_What you should do_
Could you filter the listing for lines with the word "matching" and return them?

_Available records_
== Segment start ==

PR #231, opened 2022-05-20
Bg/skip operating point

bhusang:
@m-hilgendorf So the power states code almost works. The code that actually does the final equality check does not seem to be working:
```
public pcb-check power-states (module:JITXObject) :

  for connected-group in populated-connected-groups(module) do :
    val pin-categories = categorize-digital-pins(connected-group)
    val digital-pins = to-tuple $ cat-all([inputs(pin-categories),
                                           outputs(pin-categories),
                                           ios(pin-categories)])

    for digital-pin in digital-pins do :
      check-has-power-states $ pin(digital-pin)

    val condition? = all-equal? $
      for digital-pin in digital-pins seq :
        property(pin(digital-pin).power-states)

    #CHECK(condition    = condition?
            name        = "Power States"
            description = "Checks that all components have matching power states."
            category    = "power-states"
            subcheck-description = "Checking power states match on connected pins"
            pass-message = "Connected pins %, have matching power states" % [pin-refs(digital-pins)]
            fail-message = "Connected pins %_ and %_ do not have matching power states"  % [pin-refs(digital-pins)]
            locators = to-jitx-pins(digital-pins))
```
The all-equal condition is always true it appears even when the power-states are verifiably different.

### DIFF
--- a/utils/checks.stanza
+++ b/utils/checks.stanza
@@ -63,7 +63,6 @@ public defn erc-check-design (module:JITXObject):
         check generic-pin-check(p) when has-property?(p.generic-pin)
         check power-pin-check(p)   when has-property?(p.power-pin)
         check reset-pin-check(p)   when has-property?(p.reset-pin)
-
     check-io(module)
 
 public defn drc-check-design (module:JITXObject):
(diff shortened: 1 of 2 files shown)


utils/checks.stanza
```diff
@@ -47,20 +47,36 @@ Set of standard checks to run on a top-level-module.
...
   inside pcb-module:
     for i in populated-components(module) do :
       check rated-temperature(i)
-      check capacitor-component(i) when has-property?(i.capacitance)
-      check resistor-component(i)  when has-property?(i.resistance)
-      check inductor-component(i)  when has-property?(i.inductance)
+      check capacitor-component(i) when has-property?(i.capacitor)
+      check resistor-component(i)  when has-property?(i.resistor)
+      check inductor-component(i)  when has-property?(i.inductor)
+      check diode-component(i)     when has-property?(i.diode)
```
m-hilgendorf, line 60: Note: we should make sure that importers that attach these properties follow the new convention so checks are run on imported designs

utils/checks.stanza
```diff
@@ -1728,23 +1768,25 @@ public defn propagate-power-states (module:JITXObject) :
   ; DFS walk of the netlist, to update power-states of 
   ; connected power-pins 
   val visited = HashSet<JITXObject>()
-  defn visit (pin:JITXObject, power-states:Tuple<PowerState>) :
+  defn visit-pins (pin:JITXObject, power-states-tuple:Tuple<PowerState>) :
```
m-hilgendorf, line 1771: Style note: since `power-states` has the `Tuple` as an annotation already it doesn't need it to be annotated in the variable name

utils/checks.stanza
```diff
@@ -1728,23 +1768,25 @@ public defn propagate-power-states (module:JITXObject) :
...
+  defn visit-power-supply-components (pin:JITXObject, power-states-tuple:Tuple<PowerState>) :
+    val instance = containing-instance!(pin)
+    if has-property?(instance.power-supply-component) and
+        property(instance.power-supply-component) : 
+      do(visit-pins{_, power-states-tuple}, pins(instance))
 
   ; propagate the power-states to connected power-pins
-  do(visit{_0, property(_0.power-states)}, roots)
+  do(visit-pins{_0, property(_0.power-states)}, roots)
+  do(visit-power-supply-components{_0, property(_0.power-states)}, roots)
```
m-hilgendorf, line 1789: This change looks out of scope of the rest of the PR which only touches passives and OP checks, it may be contributing to the failure seen

m-hilgendorf (approved):
LGTM, one style note and a comment on the PS check changes which might be causing issues.

utils/checks.stanza
bhusang: Yes, I overloaded the PR in the rush to get it done. This was an attempt to fix another propagation issue.

utils/checks.stanza
bhusang: I looked in the generic component code and we do annotate the properties, but we should also check the importer code assuming we know the type of component that we are importing.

== Segment end ==

_Response area_
            description = "Checks that all components have matching power states."
            pass-message = "Connected pins %, have matching power states" % [pin-refs(digital-pins)]
            fail-message = "Connected pins %_ and %_ do not have matching power states"  % [pin-refs(digital-pins)]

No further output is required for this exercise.